What is your vision for a more just music industry?
Ooh great question. It’s so tough because the music industry is currently so steeped in structures of power. I would like to see more gender non-conforming folks, women, people of color, trans and queer people in positions of creative agency. This means the producers, the mastering engineers, the publishing houses, the record labels. I’d also like to create and participate in spaces in the music industry where community and creativity is the focal point. The word “industry” feels strange to me here – it implies that music is a commodity or an economic good. And of course it is, there’s no denying that. But at its genesis, it’s a creative act, and one of self-expression and human connection. So I’d like to participate in spaces that empower and support underrepresented voices in their/our process of music making, and to promote the creation of genuine songs and art without the pressures of the industry looming.

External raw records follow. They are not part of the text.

PR #477, opened 2015-02-24
Rollback PR #472

pbauman:
In hindsight, #472 was the wrong way to handle the mixed dimension cases (this is why @roystgnr is the chief software architect and I'm the "code-talking guy" ;-) ), so rolled back that PR (details of how I did it are in the commit log). Then, updated the unit test to use the subdomain id to test restricting the PointLocator search.


pbauman:
Huh, I guess not. I'd thought git revert would rewrite history, which I was trying to avoid, but upon reading [this](https://github.com/git/git/blob/master/Documentation/howto/revert-a-faulty-merge.txt) I guess it wouldn't have.

jwpeterson:
> I guess it wouldn't have.

Right, it just makes a new commit that magically gets rid of all the bad codes :)

pbauman:
I'll leave this up for a few more hours and merge before I head home, unless there are any complaints/point-of-discussion/etc.

PR #478, opened 2015-02-25
Post-init add_system()

roystgnr:
This obsoletes #438 - it's been rebased for compatibility, I've tried a saner approach, and I've fixed a few overzealous assertions.

### DIFF
--- a/include/numerics/petsc_vector.h
+++ b/include/numerics/petsc_vector.h
@@ -928,13 +928,15 @@ void PetscVector<T>::init (const NumericVector<T>& other,
 
   this->_type = v._type;
 
-  if (v.size() != 0)
-    {
+  // We want to have a valid Vec, even if it's initially of size zero
+
+//  if (v.size() != 0)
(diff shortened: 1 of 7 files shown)


roystgnr:
This actually has a chance of resolving #437, and even if it doesn't it's a step in the right direction.  I'll merge later today once people have had a little time to glance it over.

roystgnr:
Alternatively, I'll add another assertion first.  MOOSE's tests/transfers/multiapp_projection_transfer/tosub_master.i seemed to be *almost* working, but I'm seeing an error, not due to the now-supported post-EquationSystems::init() system addition, but in a still-unsupported post-System::init variable addition.  I'd like to see whether MooseBuild finds that happening anywhere else or not.  If it's an unintentional artifact of that one specific test then we can try to fix the Moose code triggering it; if enough other code paths are doing the same thing then we should probably change the behavior from "unsupported but you might get lucky" to "supported".

PR #480, opened 2015-02-26
Allow adding additional variables to existing FParser objects

dschwen:
This allows users to add variables to existing and parsed FParser objects (for example copies of fully build parsers). The main use is to add variables to use ```RegisterDerivative``` from #463 to make them targets of custom derivatives on demand (i.e. at different levels in an automatic differentiation chain to get a high order derivative).

I'm also using ```friend``` to allow the ```FunctionParserADBase``` class access to private members of ```FunctionParserBase```. These classes are closely tied together and the only alternative would be straight up modifying ```FunctionParserBase``` to put in the AD functionality.

### DIFF
--- a/contrib/fparser/fparser.hh
+++ b/contrib/fparser/fparser.hh
@@ -32,6 +32,9 @@
 #pragma warning(disable : 4661)
 #endif
 
+template<typename Value_t>
+class FunctionParserADBase;
+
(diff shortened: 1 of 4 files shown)


jwpeterson:
If this works with the MOOSE apps, :+1:

PR #481, opened 2015-02-27
GetPot Unit Tests + GetPot::have_section()

pbauman:
Added CppUnit tests for GetPot. Actual source file has to be generated by configure since CppUnit doesn't provide access to argv (annoying) and GetPot only takes file names in the constructor, no streams (so couldn't do stringstream). Motivation for the unit tests was adding a new API to GetPot - have_section(). It's useful to be able to test whether a given section is in the input file. To facilitate a binary search instead of a linear search, I added a sort() to the section_list at the end of parsing.

### DIFF
--- a/include/base/getpot.h
+++ b/include/base/getpot.h
@@ -201,6 +201,9 @@ public:
   inline bool have_variable(const char* VarName) const;
   inline bool have_variable(const std::string& VarName) const;
 
+  bool have_section(const char* section_name) const;
+  bool have_section(const std::string& section_name) const;
+
   /**
    * scalar values
    */
@@ -2141,7 +2144,20 @@ GetPot::have_variable(const std::string& VarName) const
   return have_variable(VarName.c_str());
 }
 
+inline bool
+GetPot::have_section(const char* section_name) const
+{
+  std::string s = std::string(section_name);
+  return this->have_section(s);
+}
 
+inline bool
+GetPot::have_section(const std::string& section_name) const
+{
+  /* We sorted the section_list after we were done parsing
+     so we can use a binary search instead of a linear search. */
+  return std::binary_search( section_list.begin(), section_list.end(), section_name );
+}
 
 template <typename T>
 inline T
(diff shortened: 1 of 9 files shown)


jwpeterson:
FYI, looks like the failure was in the new unit test...
```

1) test: GetPotTest::testSections (F) line: 73 base/getpot_test.C
assertion failed
- Expression: input.have_section("Section2/Subsection2/Subsection3")
```

pbauman:
Thanks. Getting back from dinner and am going to take a look. Might've forgotten a last commit in my hurry to get out.

pbauman:
OK, weird. I could've sworn those were passing before I left the office. The network is conveniently down so I can't see what happened. Nevertheless, fixed and squashed that commit and added documentation that when querying the section, it *must* end in a "/". e.g. sections names are "/Section1/Section2/", etc.

pbauman:
Would it be better to have the method look at your string and append the "/" if it's missing? I was trying to play it safe by not mucking with what was coming in, but I'm not thinking of any cases that it could bite you. Could save a lot of headaches...

pbauman:
Wat?!

I don't see how I'd be hosing y'all. Looked like a few Exodus diff problems. Are these new functions somehow colliding? Perhaps something because I bootstrapped? Other?

jwpeterson:
Hmm... looks like you are now sorting the entries in the GetPot object?  I'm not sure, but I think `materials/derivativematerialinterface.property_names` is a new test that relies on input file ordering.  So that might be the issue...

pbauman:
Yeah, I sorted the section_list, but at parsing time so that it was sorted before anyone could call 'GetPot::get_section_names()'. OK, I'll revert the sorting and use a linear search in have_section().

include/base/getpot.h
```diff
@@ -202,6 +202,24 @@ class GetPot
   inline bool have_variable(const std::string& VarName) const;
 
   /**
+   * Check for a section name. When querying, the section_name
+   * MUST end in a forward slash. e.g.
+   * /Section1/
```
roystgnr: Kind of fragile, no?  Can we test for a trailing forward slash and add it internally if absent?

roystgnr:
That's my only nitpick.  :+1:

pbauman:
Addressed @roystgnr's concern and MooseBuild is passing. If a different strategy for handling out-of-source builds + CppUnit's unwillingness to give you argc/argv, I'll address @jwpeterson's concern. Merging.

What’s the first concert you ever attended? What do you remember about it?
The first concert I ever attended was The Rolling Stones at Fenway Park in 2005. It was incredible and totally terrifying. I was ten years old. My brother and dad were going to the show, and my mom and I were planning to just walk around Boston that night and hang out in our hotel room. But my mom loves a good concert and is a Stones fan, and she said, “why don’t we just walk by Fenway and see if we can hear the music.” Long story short, we ended up getting two free tickets from these dudes who were giving theirs away. I walked into the sea of people and loved it. I looked over at my mom and she was almost unrecognizable, singing “she’s so cold she’s so coldddd”. I got beer spilled on me, my legs were tired, and I saw a girl almost fall from the stadium rafters. But I’ll never forget hearing 30,000 people singing the same words and the pulse of the music. I was hooked.
From Both Eyes by Nan Macmillan will be out on March 8th, 2024.